3

I want to select and eventually delete records from a point in time earlier than current year minus "x" years.

I'm unsure of the most efficient way to do this.

1
  • You are looking for the mos efficient way? Which ways did you consider? How many rows/bytes do you want to delete/keep? What version of Oracle do you use?
    – miracle173
    Commented Jul 31, 2015 at 16:20

3 Answers 3

5

This will delete anything three years older than January 1st of this year.

DELETE table_name 
WHERE change_date < ADD_MONTHS(TRUNC(SYSDATE, 'YYYY'), -36);
2
  • Will this keep the current year as well? Ex: So on Aug 1st 2015, I want to keep all of 2015 (Jan 1 - Aug 1) and then all of 2014 and delete anything older.
    – user71835
    Commented Jul 31, 2015 at 14:32
  • If you use "DELETE table_name WHERE change_date < ADD_MONTHS(TRUNC(SYSDATE, 'YYYY'), -12);" you will delete anything older that January 1, 2014 at midnight. In other words anything from 2013 and before. -12 just means subtract 12 months from January 1st of this year.
    – Gandolf989
    Commented Jul 31, 2015 at 16:13
2

You can use extract() to get the actual year and compare those:

DELETE FROM table_name 
WHERE extract(year from change_date) <= extract(year from current_date) - 5;

If today is 2015 this will delete anything that is in 2010 or older.

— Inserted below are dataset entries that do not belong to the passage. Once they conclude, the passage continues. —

PR #8389, opened 2022-02-04
h2/h3: provide and refer to psuedo headers as defines

bagder:
... and do strlen() on the defines to allow the compiler a chance to
optimize away the strlens.

### DIFF
--- a/lib/http2.c
+++ b/lib/http2.c
@@ -64,6 +64,11 @@
 #define H2BUGF(x) do { } while(0)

Replace the - 5 with the "X" you want to use.

Note that extract(year from change_date) will not make use of an index on change_date itself. If performance is critical for this, you might want to create an index on the expression.

-1

You'll want to review the DATEADD() function. So, a simple version is like this:

SELECT * 
FROM YourData 
WHERE DateField < DATEADD(yy, -1, GETDATE());

or

SELECT * 
FROM YourData 
WHERE DateField BETWEEN DATEADD(yy,-5, GETDATE()) and DATEADD(yy, -1, GETDATE());

So, this would give you data between 2010 and 2014. (yes you can add negative years)

4
  • You may want to ensure you understand how BETWEEN works. It's typically easier to understand later on if you use (DateField >= DATEADD(year,-5, GETDATE()) AND DateField <= DATEADD(year, -1, GETDATE()))
    – Hannah Vernon
    Commented Jul 31, 2015 at 14:42
  • Also, instead of using yy as the parameter for DATEADD() you should use the full name, year, since its much more concise and you won't inadvertently shoot yourself in the foot.
    – Hannah Vernon
    Commented Jul 31, 2015 at 14:44
  • You may want to add details about how to convert that into a DELETE statement, as well.
    – Hannah Vernon
    Commented Jul 31, 2015 at 14:46
  • 4
    The question is tagged oracle. There is no dateadd() function in Oracle.